The recurrent eigenmeasure \(\mathbb{Q}^{\mbox{Lamp}\,\epsilon}\) defined by this martingale \(M^{\mbox{Lamp}\,\epsilon}\) satisfies

$$ \frac{d\mathbb{Q}^{\mbox{Lamp}}_{\epsilon}}{d\mathbb{P}^{\quad\; }} \bigg| _{\mathcal{F}_{T}}=M_{T}^{\mbox{Lamp}\,\epsilon }=M_{T}^{\epsilon}=\frac{d\mathbb{Q}^{\epsilon}}{d\mathbb{P}\,} \bigg| _{\mathcal{F}_{T}}. $$

Thus, \(\mathbb{Q}^{\mbox{Lamp}\,\epsilon}=\mathbb{Q}^{\epsilon}\) on \(\mathcal{F}_{T}\) for each \(T\geq0\). It follows that Assumption 2.1 is satisfied because the recurrence of \(X^{\epsilon}\) implies the recurrence of \(U^{\epsilon}\). Assumption 2.2 is clearly satisfied since the recurrent eigenfunction \(\phi_{\epsilon}\circ v_{\epsilon}\) is twice continuously differentiable. Assumptions 2.3 and 2.4 are directly obtained from \(\mathbb{Q}^{\mbox{Lamp}\,\epsilon}=\mathbb{Q}^{\epsilon}\) on \(\mathcal{F}_{T}\) for all \(T\). By Lemma C.1 and the above argument, the two corresponding recurrent eigenvalues coincide. □

Appendix D: The CIR model

4.1 D.1 Hansen–Scheinkman decomposition

First, we show that \((b,\sigma,r,f)\) and \(\xi\) satisfy Assumptions 4.1 and 4.2 (that is, Assumptions 1.1–1.3 and 2.1–2.4). We only prove Assumptions 2.1–2.4; the others are trivial. It can be shown that the pair \((\lambda,\phi(x)):=(\theta\kappa,e^{-\kappa x})\) is the recurrent eigenpair, where \(\kappa:=\frac{\sqrt{a^{2}+2\sigma^{2}}-a}{\sigma^{2}}\) (see [23, Sect. 6.1.1]). This proves Assumptions 2.1 and 2.2. Consider the recurrent eigenmeasure ℚ. The corresponding Girsanov kernel is \(\varphi(X_{t})=-\sigma\kappa\sqrt{X_{t}}\), and the ℚ-dynamics of \(X\) is

$$ dX_{t}= ( \theta-\sqrt{a^{2}+2\sigma^{2}}\,X_{t})dt + \sigma\sqrt{X_{t}}\, dW_{t}, \qquad X_{0}=\xi. $$

(D.1)

Here, \(W\) is a ℚ-Brownian motion. This process is a re-parametrized CIR model. It is well known that the CIR model has an invariant distribution \(\nu \), which implies Assumption 2.3. For convenience, we define \(b:=\sqrt{a^{2}+2\sigma^{2}}\).

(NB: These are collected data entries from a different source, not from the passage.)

PR #7501, opened 2024-03-19
[GEOS-11337] Support feature tiles in MapML

aaime:
[GEOS-11337](https://osgeo-org.atlassian.net/browse/GEOS-11337) [Powered by Pull Request Badge](https://pullrequestbadge.com/?utm_medium=github&utm_source=geoserver&utm_campaign=badge_info)

See ticket for details

# Checklist


prushforth:
The vector tiles work perfectly with the states shapefile population style. I created a style for a Canada layer I have and the tiles _sometimes_ show through:

image

It's harder to test / debug than just regular features because the actual \<map-feature> is rendered and discarded.

I'll post more info when I have it.

prushforth:
I believe it's because the problem geometries are being rendered exclusively as linstrings, whereas they work fine when they are  rendered as polygons.  For example, in [this request](http://localhost:8080/geoserver/nrcan/gwc/service/wmts?format_options=mapmlfeatures:true;mapmlskipattributes:true&request=GetTile&tilematrixset=OSMTILE&tilematrix=6&TileRow=15&service=WMTS&format=text/mapml&style=&TileCol=10&version=1.0.0&layer=nrcan:provinces) (if you load up that geoserver_data_dir) you'll see both cases.

prushforth:
This image might be a good replacement for the existing images/mapml_tile_caching_panel.png tbd:
image

aaime:
@prushforth should be fixed

prushforth:
Was about to report that I couldn't see a difference, then remembered to re-create the GWC cache.

With that it works very very well, thanks!

The only thing I think we should do, maybe not here, is to move the CSS out of each tile.  IIRC there was going to be a `format_options=mapmltile:true` (maybe this is similar in purpose to the existing `mapmlskipattributes:true`) to allow GWC to tell the WMS that it wanted the response conditioned to be a tile i.e. with the \<map-span>s and so on.  Perhaps when the source  `<mapml->` containing the `<map-extent>...<map-link rel="tile" type="text/mapml" ...>` is created, the system could embed the relevant CSS in the `<map-head>`, either as a `<map-link rel="stylesheet" href="geoserver/styles??">` or if that's not possible or simple, as an inline `<map-style>` containing the generated CSS.  This would reduce server and client processing, bandwidth and storage required to inline the CSS for each tile.

aaime:
@prushforth I'm trying to figure out how to do that. Here is some context to inform the discussion:

* A single GetMap request can contain multiple layers, if we are talking about features, each one has a separate link (single links with multiple layers generate raster tiles instead)
* The CSS class names are unique only within the same style,  they follow naming conventions such as "ruleX_symbolizerY", but a multi-layer request has multiple styles, so it's guaranteed there will be overlap

If we go and put the styles inline, in the map head, with multiple layers, then the class names will have to be prefixed with the style name.
If we go and add the stylesheet link in each extent, we need to prepare a new output format, that I presume generates a CSS output. It could be a "text/css+mapml" or something like that.

Would the existing map client able to support both implementations?

prushforth:
The client can support this:

```html
<mapml- xmlns="...">
<map-head>
<map-link rel="stylesheet" href="..."></map-link>
...
</map-head>
...
</mapml->
```
or this:

```html
<mapml- xmlns="...">
<map-head>
<map-style>CSS RULES GO HERE</map-style>
</map-head>
...
</mapml->
```
or a combination of both.

> It could be a "text/css+mapml" or something like that.

No need for `+mapml` in this case, it's just CSS afaik.

Regarding multi-layer requests, I don't believe that we currently support \<map-link rel=stylesheet> or \<map-style> within the \<map-extent>, but that would be a good addition.  I will investigate and report back.

aaime:
The CSS generated by the MapML extension is specific to it (another client will likely want a CSS that can be used to style client-side based on the attribute values, for example), so we need to qualify it somehow. 

Better to just embed the styles in the head, adding the style name prefixes, then.

prushforth:
That's a good solution. Instead of a mime type, one could use a parameter to get the MapML format specific CSS

prushforth:
> > Instead of a mime type, one could use a parameter to get the MapML format specific CSS
> 
> Nope, that's not how output format lookup works. It's based solely on the contents of the "format" parameter.

ok so it is a parameter, in that case it would be ok to use it.  I was just concerned that I would be trying to mint a new vocabulary of CSS just for mapml, called `text/css+mapml` which is not the intent.

aaime:
Found an issue in the prefixing approach... a valid GetMap request can use dynamic styling with the SLD and SLD_BODY parameters. Those styles are provided in the request and won't have an identifier recognizable to GeoServer.
At the same time, MapML right now has no support for SLD or SLD_BODY to start with (the link builders don't know what these parameters are).

Possible approaches:
- Ignore them, the rest of the MapML subsystem does not know what to do with them anyways. Just support local styles, that have a full prefixed name known to GeoServer.
- Keep the door open to support them in the future. However, this requires to have a separate stylesheet link per map extent, so that we don't have to qualify the CSS class names by style prefix (an extent with a feature link uses a single style anyways).

prushforth:
> Just support local styles, that have a full prefixed name known to GeoServer.

Sounds good

> Keep the door open to support them in the future. However, this requires to have a separate stylesheet link per map extent, so that we don't have to qualify the CSS class names by style prefix (an extent with a feature link uses a single style anyways)

Also good.  I will log the issue in our client repo.

aaime:
@prushforth styles have been centralized in the top-level mapml head section. Seems to be working fine and saves some size from the tiles.

prushforth:
> @prushforth styles have been centralized in the top-level mapml head section. Seems to be working fine and saves some size from the tiles.

I will check it out a bit later today

turingtestfail (approved):

src/extension/mapml/src/main/java/org/geoserver/mapml/MapMLConstants.java
```diff
@@ -31,8 +31,13 @@ public final class MapMLConstants {
...
 
-    /** MapML format options */
-    public static final String MAPML_FEATURE_FORMAT_OPTIONS = "mapmlfeatures:true";
+    /** MapML format option enabling features */
+    public static final String MAPML_FEATURE_FO = "mapmlfeatures";
+
+    /** MapML format option enabling attribute skipping */
+    public static final String MAPML_SKIP_ATTRIBUTES_FO = "mapmlskipattributes";
+
+    public static final String MAPML_SKIP_STYLES_FO = "mapmlskiphstyles";
```
prushforth, line 40: `mapmlskiphstyles` possibly a typo? -> `mapmlskipstyles`

prushforth (approved):
This is magnificent work.  I have started [adding scoping of \<map-style> and \<map-link rel=stylesheet> to the client](https://github.com/Maps4HTML/Web-Map-Custom-Element/pull/945), but it won't land in time for this work.  

Future work could include that, plus an idea I had to improve performance would be to transform the coordinates to integer `tile` coordinates (0-255) on the server when caching.  Something I noticed is that by not including the styles in the tile, we perhaps have the opportunity to apply different styles to the same cache without changing it, via linked stylesheets and so on.

Thanks again for this.

src/extension/mapml/src/main/java/org/geoserver/mapml/MapMLConstants.java
aaime: Not a typo, skipstyles would imply, in my mind, just wireframe, without any style. What we don't want is style definitions in the "head", while keeping the styles references in the features. 
"skipheadstyles" seemed too long though but quite a bit clearer. 
Open to suggestions.

prushforth: I have been opting for longer but obvious variable names recently as I'm getting older and seem to always forget what I was up to when I originally wrote some piece of code in the past

aaime: Switched to the longer name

To show Assumption 2.4, consider the ℚ-density function \(\ell(x;t)\) of \(X_{t}\) which is

$$ \ell(x;t):=h_{t}\,e^{-u-v}\Big(\frac{v}{u}\Big)^{q/2}I_{q}(2\sqrt{uv}), $$

where \(I_{q}\) is the modified Bessel function of the first type of order \(q\) and

$$ h_{t}=\frac{2b}{\sigma^{2}(1-e^{-bt})}, \quad q=\frac{2\theta}{\sigma^{2}}-1, \quad u=h_{t}\xi e^{-bt}, \quad v=h_{t}x. $$

After slightly rewriting, we find

$$ \ell(x;t)=k_{t}\,h_{t}\,e^{-h_{t}x}x^{q/2}I_{q}(2h_{t}e^{-bt/2}\sqrt{\xi x}). $$

(D.2)

Here, \(k_{t}=e^{-h_{t}\xi e^{-bt}}(\xi e^{-bt})^{-q/2}\) and

$$ I_{q}(z)=\frac{(z/2)^{q}}{\pi^{1/2}\,\Gamma(q+1/2)}\int_{0}^{\pi}(e^{z\cos u}\sin^{2q}u)\,du\leq \frac{\pi^{1/2}(z/2)^{q}e^{z}}{\Gamma(q+1/2)} \;. $$

(D.3)

For large \(t>0\), we have \(\ell(x;t)\leq B\,e^{-h_{t}x} x^{q}e^{2h_{t}\sqrt{\xi r}}\) for a positive constant \(B\). To show Assumption 2.4 for the function \(f\), whose growth is at most polynomial, it suffices to prove (D.4) below for a constant \(c>\kappa\) because the growth rate of \((f/\phi)(x)=f(x)e^{\kappa x}\) is less than the growth rate of \(e^{cx}\) as \(x\to\infty\). Choose a constant \(c\) such that \(\kappa=\frac{b-a}{\sigma^{2}}< c<\frac {2b}{\sigma^{2}}\). Because \(\frac{2b}{\sigma^{2}}< h_{t}\), we know that \(e^{cx}\ell(x;t)\) is dominated by \(Be^{(c-\frac{2b}{\sigma^{2}})x} x^{q}e^{2h_{1}\sqrt{\xi x}}\), whose integral over \((0,\infty)\) is finite. By the dominated convergence theorem, it follows that

$$ \mathbb{E}_{\xi}^{\mathbb{Q}} [e^{cX_{t}}]=\int_{0}^{\infty}e^{cx}\ell(x;t)\,ds\longrightarrow\int_{0}^{\infty}e^{cx}\ell (x;\infty)\,dx=\int e^{cx}\,d\nu(x), $$

(D.4)

where \(\ell(x;\infty)=\lim_{t\rightarrow\infty} \ell(x;t)\), which is equal to the invariant density function of \(X\) under ℚ. For more details regarding the density of the CIR model, see [17, Proposition 6.3.2.1].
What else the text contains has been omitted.